Eugenio Tironi
El Mercurio Martes 27 de Marzo de 2012
Moral y moralismo
Los debates sobre el caso Atala o el llamado aborto terapéutico marcan la pauta acerca del tipo de dilemas que enfrenta nuestra sociedad. Hay que optar respecto de cuestiones sobre las que no existe una "verdad científica", ni tampoco una voz espiritual con la autoridad para prescribir el buen camino. Esto torna inescapable encarar un debate moral, esto es, una discusión acerca de las diferentes concepciones que en una sociedad pluralista hay de lo bueno, de lo justo, de lo recto y de lo bello. Aquí nace el problema.
Cuando hay que elegir entre "lo bueno" y "lo malo", no hay propiamente un dilema. Éste surge cuando hay que optar entre dos bienes morales incompatibles: por ejemplo, entre la libertad de la mujer a vivir libremente su opción sexual, o a elegir si prosigue con un embarazo inviable; o el deber del Estado de proteger una determinada noción de familia o una vida potencial. Los argumentos a favor de una u otra opción son igualmente concluyentes, y al mismo tiempo nadie es indiferente ni al dolor de la mujer ni a los deberes del Estado. Pero hay que escoger. Ante ello, cada uno defiende su opción de acuerdo con su concepto de "lo bueno", el cual se enraíza en creencias, tradiciones y sentimientos que difícilmente serán modificados por pruebas o raciocinios.
Los conflictos de orden moral han dado lugar a los más dolorosos conflictos de la humanidad. Esto ha sucedido porque la actitud "moralista" -para recoger la distinción de la filósofa pragmática Émilie Hache- se ha impuesto sobre la actitud "moral".
El comportamiento moralista es aquel que justifica la elección de un determinado bien sobre la base de que sería el único moralmente aceptable. Las demás opciones serían, por defecto, inmorales, o bien estarían en un escalón más bajo en una escala única de moralidad. Esto sitúa en el campo de la inmoralidad a quienes postulan otras opciones, lo que imposibilita cualquier diálogo y cualquier compromiso, pues no se hacen pactos con el mal o el pecado.
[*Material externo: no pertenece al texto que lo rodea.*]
PR #2476, opened 2024-09-19
OCM-11000 | ci: Automate ids:67149,76200

radtriste:
https://issues.redhat.com/browse/OCM-11000

### DIFF
--- a/tests/e2e/hcp_machine_pool_test.go
+++ b/tests/e2e/hcp_machine_pool_test.go
@@ -15,6 +15,7 @@ import (
 	"github.com/openshift/rosa/tests/utils/constants"
 	"github.com/openshift/rosa/tests/utils/exec/rosacli"
 	"github.com/openshift/rosa/tests/utils/helper"
+	. "github.com/openshift/rosa/tests/utils/log"
 	ph "github.com/openshift/rosa/tests/utils/profilehandler"
 )
 
@@ -51,11 +52,11 @@ var _ = Describe("HCP Machine Pool", labels.Feature.Machinepool, func() {
 		isMultiArch, err = rosaClient.Cluster.IsMultiArch(clusterID)
 		Expect(err).ToNot(HaveOccurred())
 
-		profile = ph.LoadProfileYamlFileByENV()
-
 		if !hostedCluster {
 			SkipNotHosted()
 		}
+
+		profile = ph.LoadProfileYamlFileByENV()
 	})
 
 	Describe("Create/delete/view a machine pool", func() {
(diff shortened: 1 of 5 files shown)


radtriste:
@OAharoni-RedHat @jfrazierRH could you check that one ?

tests/e2e/hcp_machine_pool_test.go
```diff
@@ -575,5 +577,170 @@ var _ = Describe("HCP Machine Pool", labels.Feature.Machinepool, func() {
...
+					clusterConfig.Version.RawID,
+					"",
+					"")
+				Expect(err).To(HaveOccurred())
+				Expect(err.Error()).To(ContainSubstring(fmt.Sprintf("Cluster '%s' is not yet ready", notReadyClusterID)))
+			} else {
+				Logger.Info("No cluster found in state not-ready. Skipping this step")
+			}
+
+			By("Find a version has available upgrade versions")
```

De otra parte, vuelve imposible revisar la opción elegida, porque hacerlo implicaría cuestionar su moralidad o volver sobre las opciones concurrentes, que ya fueron arrojadas al basurero de la inmoralidad, lo que conduce a bloquearse ante cualquier nueva evidencia que pudiera ponerla en tela de juicio.
El comportamiento moral, en cambio, se abstiene de justificar sus decisiones sobre la base de juicios morales y se cuida de no lanzar a la hoguera de lo inmoral el bien descartado. Se obliga -como afirma bellamente Isabelle Stengers- a "sentir la tragedia" ante el hecho de que no todos los bienes morales pueden alcanzarse al mismo tiempo, y generalmente hay que optar entre ellos. Hace propio el duelo por el bien moral postergado y lo guarda sagradamente en la memoria, pues en el futuro las circunstancias podrían conducir a revisar el camino elegido y volver sobre el bien que fuera relegado. No rehúye el compromiso, sino, al contrario, lo toma como una obligación, pues lo moral no es juzgar el mundo desde principios que están por encima de la experiencia, sino tratar de comprenderlo para entenderse con aquellos que lo miran desde una escala moral diferente.
Hemos llegado a un punto en el que los dilemas han huido del confortable dominio de las "políticas públicas" y del campo de los expertos, para adoptar crudamente su dimensión moral, ante la cual todos nos sentimos autorizados a emitir nuestra opinión. Ante tales dilemas no hay más alternativa que alcanzar arreglos provisorios, compuestos a partir de las posiciones de los diferentes actores involucrados en la controversia. Esto sólo se puede conseguir si evitamos el moralismo, que conduce ineludiblemente a la descalificación de nuestros contradictores y, en el límite, a la violencia.